Sondre Lerche - Sondre Lerche
Mona / Tellé / SoulfoodVÖ: 09.09.2011
Wie im Fluge
In der letzten Redaktionskonferenz wurde einstimmig beschlossen, dass Plattentests.de sich in Zukunft noch ausführlicher mit Vögeln befassen wird und dass an dieser Stelle eine lose Folge informativer Referate beginnt. Den Anfang macht ein Vortrag über eine spezielle Art der gefiederten Freunde: Lerchen nisten auf dem Boden und legen zwei bis sechs gefleckte Eier. Betrachten wir als Beispiel das sechste Werk eines norwegischen Exemplars. Es hat auffällig viele helle und nur ganz wenige etwas dunklere Flecken. Und weil dieses skandinavische Geschöpf eine besondre Lerche ist, hält es sich nicht an die Fortbewegungs-Gepflogenheiten seiner Artgenossen, die auf der Erde ausschließlich laufen – Sondre Lerche hüpft. Nein: Vielmehr federt er, elegant und beschwingt. Durch souverän mäandrierende Melodien, die stets eine nostalgisch parfümierte und trotzdem hellwache Jazz-Leichtigkeit an ihrer Seite haben. Chet Baker hat Lerche gezeigt, wie man flügge wird.
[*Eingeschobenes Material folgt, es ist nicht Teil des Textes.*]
PR #13688, opened 2024-01-09
build-packages: Fix the handling of provenance artifacts

rgacogne:
### Short description

The current version of the SLSA framework uses upload-artifact v3 which is not compatible with download-artifact v4 (don't ask me).

### Checklist

I have:
- [ ] compiled this code
- [ ] tested this code
- [x] documented the code

### DIFF
--- a/.github/workflows/build-packages.yml
+++ b/.github/workflows/build-packages.yml
@@ -187,12 +187,12 @@ jobs:
     steps:
       - name: Download source tarball provenance for ${{ inputs.product }} (${{ inputs.ref }})
         id: download-src-provenance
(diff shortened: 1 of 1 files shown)


rgacogne:
> Maybe rollback also the upload-artifact action to v3 in line 93 of the same file?

Unsure, on one side it would make sense to use the same version everywhere in that file, but on the other side we migrated to v4 everywhere so it might make sense to only rollback to v3 what we really have to.

rgacogne:
It turns out we should not need to backport this because the workflows calling this one explicitly call the version living on master!

PR #13713, opened 2024-01-12
dnsdist: DoH3 add content-type header information in responses

### LINKED ISSUE #13690: dnsdist 1.9.0-pre name resolution via DoH fails in Chrome when h3 is active
- [X] This is not a support question, I have read [about opensource](https://www.powerdns.com/opensource.html) and will send support questions to the IRC channel, [Github Discussions](https://github.com/PowerDNS/pdns/discussions/) or the mailing list.
- [X] I have read and understood the ['out in the open' support policy](https://blog.powerdns.com/2016/01/18/open-source-support-out-in-the-open/)

 - Program: dnsdist 
 - Issue type: Bug report

### Short description

Chrome does not like the responses from the DoH3 endpoint of dnsdist 1.9.0-pre.

This is a follow-up to #13687 to specifically address the Chrome/Chromium problem that was mentioned there in passing.

### Environment

 - Operating system: Debian
 - Software version: 1.9.0-pre / master (dnsdist-1.9.0-alpha4.160.master.g6c8e140a3)
 - Software source: compiled myself

### Steps to reproduce

1. Run dnsdist with DoH2 and DoH3 endpoints. Something to the effect of:
```
v = "127.0.0.1"
addDOHLocal(v, '/etc/dnsdist/cert/fullchain.pem', '/etc/dnsdist/cert/privkey.pem', '/dns-query',{ customResponseHeaders={ ["alt-svc"]= "h3=\":443\"; ma=3600" } })
addDOH3Local(v, '/etc/dnsdist/cert/fullchain.pem', '/etc/dnsdist/cert/privkey.pem')
newServer("9.9.9.9")
```
2. Configure Chrome with a doh url of `https://dns.example/dns-query` (maybe restart to be sure)
3. Browse

### Expected behaviour

Chrome should be able to resolve names and work normally

### Actual behaviour

Chrome just says `ERR_NAME_NOT_RESOLVED` to the user

In the `chrome://net-export/` log, I also found:
```
t=109 [st=1]       -HOST_RESOLVER_MANAGER_REQUEST
                    --> net_error = -800 (ERR_DNS_MALFORMED_RESPONSE)
t=109 [st=1]     -TRANSPORT_CONNECT_JOB_CONNECT
                  --> net_error = -105 (ERR_NAME_NOT_RESOLVED)
```
There are probably more details to be found through the logging mechanism if necessary, but the problem appears to be entirely consistent (for me at least) and the amount of log data immediately becomes quite huge. I'm sure I can add a log if that is actually helpful, but for the moment I'm assuming it is easier to observe what happens locally.

### Other information

The same dnsdist setup with only h2 works fine, there seems to be something specific to the h3 endpoint that Chrome does not like.

chbruyand:
This adds `Content-Type: application/dns-message` header in HTTP/3 responses which seems to make chromium happier...

This also unify `vinfolog()` content in the QUIC and HTTP/3 response paths so that we display the response size and always use `DoH3` just like in the query log (and not `http/3`).

Fixes #13690 on my setup.

### Checklist

I have:
- [x] compiled this code
- [x] tested this code
- [ ] documented the code

### DIFF
--- a/pdns/dnsdistdist/doh3.cc
+++ b/pdns/dnsdistdist/doh3.cc
@@ -319,7 +319,7 @@ static void h3_send_response(H3Connection& conn, const uint64_t streamID, uint16
   auto returnValue = quiche_h3_send_response(conn.d_http3.get(), conn.d_conn.get(),
                                              streamID, headers.data(),
                                              // do not include content-type header info if there is no content
-                                             (len > 0 ? headers.size() : headers.size() - 1),
+                                             (len > 0 && statusCode == 200U ? headers.size() : headers.size() - 1),
                                              len == 0);
   if (returnValue != 0) {
     /* in theory it could be QUICHE_H3_ERR_STREAM_BLOCKED if the stream is not writable / congested, but we are not going to handle this case */
--- a/pdns/dnsdistdist/doh3.cc
+++ b/pdns/dnsdistdist/doh3.cc
@@ -159,7 +159,7 @@ public:
 
     if (!unit->ids.selfGenerated) {
       double udiff = unit->ids.queryRealTime.udiff();
-      vinfolog("Got answer from %s, relayed to %s (http/3), took %f us", unit->downstream->d_config.remote.toStringWithPort(), unit->ids.origRemote.toStringWithPort(), udiff);
+      vinfolog("Got answer from %s, relayed to %s (DoH3, %d bytes), took %f us", unit->downstream->d_config.remote.toStringWithPort(), unit->ids.origRemote.toStringWithPort(), unit->response.size(), udiff);
 
       auto backendProtocol = unit->downstream->getProtocol();
       if (backendProtocol == dnsdist::Protocol::DoUDP && unit->tcp) {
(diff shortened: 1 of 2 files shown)


hlindqvist:
Fixing the content-type problem does indeed seem to make Chrome happy.

However, maybe this should only be set for DNS responses, leaving http-level error responses as text/plain? (As those are just plain text, not dns data)

rgacogne:
>However, maybe this should only be set for DNS responses, leaving http-level error responses as text/plain? (As those are just plain text, not dns data)

Agreed, it should be mostly the case with the latest version of this PR, I think? We could n theory have non-DNS responses with a 200 status but I don't think it can happen with current code.

hlindqvist:
> However, maybe this should only be set for DNS responses, leaving http-level error responses as text/plain? (As those are just plain text, not dns data)
> Agreed, it should be mostly the case with the latest version of this PR, I think? We could n theory have non-DNS responses with a 200 status but I don't think it can happen with current code.

Ah sorry, I built a6a6615cc earlier and did not notice the update. The current version seems good enough until there is responsemap support / similar also for DoH3 👍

Seine Flügel haben ihn von Bergen bis nach New York City getragen, wo er nun seit einigen Jahren lebt und brütet und wo in schöner Regelmäßigkeit neue Projekte schlüpfen. Darunter eine Kollaboration mit Regina Spektor, aber auch die noch frische Gründung seines eigenen Labels Mona Records. Benannt nach seiner Gattin, die im Eröffnungsstück "Ricochet", einem ganz zauberhaften Kleinod mit "Norwegian wood"-Anspielung, gemeinsam mit Marit Larsen Backing Vocals singt. Ohnehin scheint Lerche ein geselliger Typ zu sein: Für die Aufnahmen seines neuen, selbstbetitelten Albums hat er sich eine ganze Schar illustrer Mitmusiker geholt, so auch Mckenzie Scott, hauptberuflich Drummer bei Midlake. Drei Wochen haben die Studio-Sessions in Brooklyn gedauert, bis zehn doch eher spartanisch instrumentierte Stücke fertig waren – interessant arrangiert, mit einer herrlich unaufdringlichen Eingängigkeit und einer Verschmitztheit gesegnet, die sich letztendlich immer für das Gefühl entscheidet, anstatt sich den halbherzigen Versuchungen der Ironie hinzugeben.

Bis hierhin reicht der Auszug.